#### Exercise
From the entries below, copy every line that has the word "compile".

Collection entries
+++++

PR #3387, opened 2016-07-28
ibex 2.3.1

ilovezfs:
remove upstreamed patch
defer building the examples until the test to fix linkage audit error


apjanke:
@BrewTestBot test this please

+++++

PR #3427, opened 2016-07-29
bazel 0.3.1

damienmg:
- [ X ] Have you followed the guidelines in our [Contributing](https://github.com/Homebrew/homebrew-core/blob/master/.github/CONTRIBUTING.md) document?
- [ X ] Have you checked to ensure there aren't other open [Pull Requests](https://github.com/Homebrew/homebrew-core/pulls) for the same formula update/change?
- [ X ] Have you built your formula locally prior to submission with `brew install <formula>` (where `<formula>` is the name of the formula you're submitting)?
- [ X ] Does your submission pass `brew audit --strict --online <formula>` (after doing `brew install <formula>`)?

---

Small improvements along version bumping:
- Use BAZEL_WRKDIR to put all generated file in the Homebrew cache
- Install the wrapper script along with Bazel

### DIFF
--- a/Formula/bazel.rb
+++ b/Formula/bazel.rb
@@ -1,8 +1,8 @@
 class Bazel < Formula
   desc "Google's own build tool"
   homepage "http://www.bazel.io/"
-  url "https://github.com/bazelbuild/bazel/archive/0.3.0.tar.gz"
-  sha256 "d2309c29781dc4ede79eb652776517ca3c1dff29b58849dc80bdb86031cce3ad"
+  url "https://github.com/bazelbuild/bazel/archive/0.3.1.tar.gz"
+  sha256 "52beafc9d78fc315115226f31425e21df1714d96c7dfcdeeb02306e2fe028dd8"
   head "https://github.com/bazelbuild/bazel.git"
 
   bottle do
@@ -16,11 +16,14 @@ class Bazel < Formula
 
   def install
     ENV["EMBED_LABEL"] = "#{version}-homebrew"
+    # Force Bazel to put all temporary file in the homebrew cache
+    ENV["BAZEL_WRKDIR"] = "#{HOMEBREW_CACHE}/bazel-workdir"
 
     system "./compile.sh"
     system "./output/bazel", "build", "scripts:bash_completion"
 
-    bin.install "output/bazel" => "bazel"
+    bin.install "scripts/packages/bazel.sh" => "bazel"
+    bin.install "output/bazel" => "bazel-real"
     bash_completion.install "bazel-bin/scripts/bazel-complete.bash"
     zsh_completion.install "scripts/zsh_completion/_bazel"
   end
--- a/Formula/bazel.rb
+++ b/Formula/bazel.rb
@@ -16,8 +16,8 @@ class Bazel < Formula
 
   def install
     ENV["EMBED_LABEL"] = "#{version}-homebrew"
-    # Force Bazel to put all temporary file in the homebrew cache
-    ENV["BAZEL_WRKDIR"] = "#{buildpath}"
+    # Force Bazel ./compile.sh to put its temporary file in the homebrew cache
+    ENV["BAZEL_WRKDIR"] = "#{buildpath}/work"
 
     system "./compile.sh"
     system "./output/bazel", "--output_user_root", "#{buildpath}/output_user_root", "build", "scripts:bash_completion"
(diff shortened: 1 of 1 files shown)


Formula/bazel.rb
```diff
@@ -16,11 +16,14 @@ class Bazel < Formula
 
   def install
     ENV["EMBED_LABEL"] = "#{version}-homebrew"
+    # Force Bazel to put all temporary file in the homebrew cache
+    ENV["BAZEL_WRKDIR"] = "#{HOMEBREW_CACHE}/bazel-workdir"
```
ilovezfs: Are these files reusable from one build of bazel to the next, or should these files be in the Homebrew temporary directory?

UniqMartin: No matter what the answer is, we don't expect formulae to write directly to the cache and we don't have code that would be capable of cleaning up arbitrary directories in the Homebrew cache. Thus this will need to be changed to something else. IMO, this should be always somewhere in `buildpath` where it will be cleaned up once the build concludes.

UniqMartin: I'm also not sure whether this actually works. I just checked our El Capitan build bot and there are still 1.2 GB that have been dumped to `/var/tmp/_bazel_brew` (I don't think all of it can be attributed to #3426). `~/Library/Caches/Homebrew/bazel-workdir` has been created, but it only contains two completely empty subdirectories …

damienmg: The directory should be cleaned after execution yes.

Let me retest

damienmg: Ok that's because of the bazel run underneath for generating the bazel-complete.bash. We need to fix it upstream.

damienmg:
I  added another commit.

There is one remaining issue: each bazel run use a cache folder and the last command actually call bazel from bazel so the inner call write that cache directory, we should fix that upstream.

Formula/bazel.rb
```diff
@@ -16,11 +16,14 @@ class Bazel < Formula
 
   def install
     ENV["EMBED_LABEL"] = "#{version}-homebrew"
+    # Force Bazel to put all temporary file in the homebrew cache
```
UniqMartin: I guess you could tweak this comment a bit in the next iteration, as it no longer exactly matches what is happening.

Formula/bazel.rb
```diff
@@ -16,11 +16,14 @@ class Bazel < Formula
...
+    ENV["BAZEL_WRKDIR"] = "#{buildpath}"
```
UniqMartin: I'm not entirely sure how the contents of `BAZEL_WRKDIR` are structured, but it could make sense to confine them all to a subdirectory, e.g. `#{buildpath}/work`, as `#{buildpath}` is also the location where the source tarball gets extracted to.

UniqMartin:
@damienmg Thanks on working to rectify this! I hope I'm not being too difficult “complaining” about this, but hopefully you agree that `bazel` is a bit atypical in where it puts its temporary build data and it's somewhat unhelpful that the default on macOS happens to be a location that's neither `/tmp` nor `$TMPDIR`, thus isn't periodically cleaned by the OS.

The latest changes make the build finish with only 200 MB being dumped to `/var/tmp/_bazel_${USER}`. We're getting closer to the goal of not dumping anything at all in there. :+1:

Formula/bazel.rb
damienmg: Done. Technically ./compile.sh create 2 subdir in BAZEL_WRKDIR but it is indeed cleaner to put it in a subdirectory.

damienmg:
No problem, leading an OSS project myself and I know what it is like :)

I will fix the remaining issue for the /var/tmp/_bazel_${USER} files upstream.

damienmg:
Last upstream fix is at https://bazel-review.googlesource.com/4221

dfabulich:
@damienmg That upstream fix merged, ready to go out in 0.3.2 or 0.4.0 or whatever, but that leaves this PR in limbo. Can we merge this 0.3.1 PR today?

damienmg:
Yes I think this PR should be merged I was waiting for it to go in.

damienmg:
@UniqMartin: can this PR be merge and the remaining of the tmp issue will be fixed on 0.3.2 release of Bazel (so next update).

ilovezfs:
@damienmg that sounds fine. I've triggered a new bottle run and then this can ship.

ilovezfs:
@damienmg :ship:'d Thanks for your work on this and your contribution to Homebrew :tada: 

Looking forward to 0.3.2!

+++++

#### Answer below
     system "./compile.sh"
+    # Force Bazel ./compile.sh to put its temporary file in the homebrew cache
     system "./compile.sh"
damienmg: Done. Technically ./compile.sh create 2 subdir in BAZEL_WRKDIR but it is indeed cleaner to put it in a subdirectory.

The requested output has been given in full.